Content starts

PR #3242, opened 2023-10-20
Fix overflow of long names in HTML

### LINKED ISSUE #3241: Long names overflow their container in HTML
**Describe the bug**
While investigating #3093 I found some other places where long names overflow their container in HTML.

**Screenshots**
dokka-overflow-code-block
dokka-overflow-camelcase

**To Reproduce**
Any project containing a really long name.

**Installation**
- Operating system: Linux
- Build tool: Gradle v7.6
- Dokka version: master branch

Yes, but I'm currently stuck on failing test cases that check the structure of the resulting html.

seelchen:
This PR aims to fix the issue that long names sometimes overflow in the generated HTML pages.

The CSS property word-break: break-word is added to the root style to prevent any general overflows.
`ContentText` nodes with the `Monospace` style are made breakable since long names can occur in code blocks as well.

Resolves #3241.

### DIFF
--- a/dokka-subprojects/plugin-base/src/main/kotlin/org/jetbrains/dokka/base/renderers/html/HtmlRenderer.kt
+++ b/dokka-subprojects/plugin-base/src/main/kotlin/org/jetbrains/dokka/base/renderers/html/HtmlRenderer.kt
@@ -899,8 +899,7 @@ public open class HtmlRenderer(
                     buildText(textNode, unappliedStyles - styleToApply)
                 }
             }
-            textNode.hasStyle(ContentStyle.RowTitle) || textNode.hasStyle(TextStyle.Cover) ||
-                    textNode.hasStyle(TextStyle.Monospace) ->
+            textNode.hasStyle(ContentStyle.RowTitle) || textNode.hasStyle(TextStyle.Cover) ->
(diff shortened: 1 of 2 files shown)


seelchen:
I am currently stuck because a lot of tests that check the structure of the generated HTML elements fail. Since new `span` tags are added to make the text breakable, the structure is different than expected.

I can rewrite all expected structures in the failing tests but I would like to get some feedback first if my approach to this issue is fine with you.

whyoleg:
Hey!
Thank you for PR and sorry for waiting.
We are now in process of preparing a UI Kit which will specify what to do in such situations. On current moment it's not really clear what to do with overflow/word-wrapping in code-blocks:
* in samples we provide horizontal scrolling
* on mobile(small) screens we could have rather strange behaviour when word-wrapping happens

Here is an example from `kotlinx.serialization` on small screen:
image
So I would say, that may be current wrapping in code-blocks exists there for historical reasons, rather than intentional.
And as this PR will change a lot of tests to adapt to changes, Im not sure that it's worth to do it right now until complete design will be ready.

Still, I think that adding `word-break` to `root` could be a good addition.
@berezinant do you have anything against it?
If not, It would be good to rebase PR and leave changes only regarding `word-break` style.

Content ends

▶ **The problem**:
Working from the listing above, give it again word for word.

▶ **Exercise solution**:
PR #3242, opened 2023-10-20
Fix overflow of long names in HTML

### LINKED ISSUE #3241: Long names overflow their container in HTML
**Describe the bug**
While investigating #3093 I found some other places where long names overflow their container in HTML.

**Screenshots**
dokka-overflow-code-block
dokka-overflow-camelcase

**To Reproduce**
Any project containing a really long name.

**Installation**
- Operating system: Linux
- Build tool: Gradle v7.6
- Dokka version: master branch

Yes, but I'm currently stuck on failing test cases that check the structure of the resulting html.

seelchen:
This PR aims to fix the issue that long names sometimes overflow in the generated HTML pages.

The CSS property word-break: break-word is added to the root style to prevent any general overflows.
`ContentText` nodes with the `Monospace` style are made breakable since long names can occur in code blocks as well.

Resolves #3241.

### DIFF
--- a/dokka-subprojects/plugin-base/src/main/kotlin/org/jetbrains/dokka/base/renderers/html/HtmlRenderer.kt
+++ b/dokka-subprojects/plugin-base/src/main/kotlin/org/jetbrains/dokka/base/renderers/html/HtmlRenderer.kt
@@ -899,8 +899,7 @@ public open class HtmlRenderer(
                     buildText(textNode, unappliedStyles - styleToApply)
                 }
             }
-            textNode.hasStyle(ContentStyle.RowTitle) || textNode.hasStyle(TextStyle.Cover) ||
-                    textNode.hasStyle(TextStyle.Monospace) ->
+            textNode.hasStyle(ContentStyle.RowTitle) || textNode.hasStyle(TextStyle.Cover) ->
(diff shortened: 1 of 2 files shown)


seelchen:
I am currently stuck because a lot of tests that check the structure of the generated HTML elements fail. Since new `span` tags are added to make the text breakable, the structure is different than expected.

I can rewrite all expected structures in the failing tests but I would like to get some feedback first if my approach to this issue is fine with you.

whyoleg:
Hey!
Thank you for PR and sorry for waiting.
We are now in process of preparing a UI Kit which will specify what to do in such situations. On current moment it's not really clear what to do with overflow/word-wrapping in code-blocks:
* in samples we provide horizontal scrolling
* on mobile(small) screens we could have rather strange behaviour when word-wrapping happens

Here is an example from `kotlinx.serialization` on small screen:
image
So I would say, that may be current wrapping in code-blocks exists there for historical reasons, rather than intentional.
And as this PR will change a lot of tests to adapt to changes, Im not sure that it's worth to do it right now until complete design will be ready.

Still, I think that adding `word-break` to `root` could be a good addition.
@berezinant do you have anything against it?
If not, It would be good to rebase PR and leave changes only regarding `word-break` style.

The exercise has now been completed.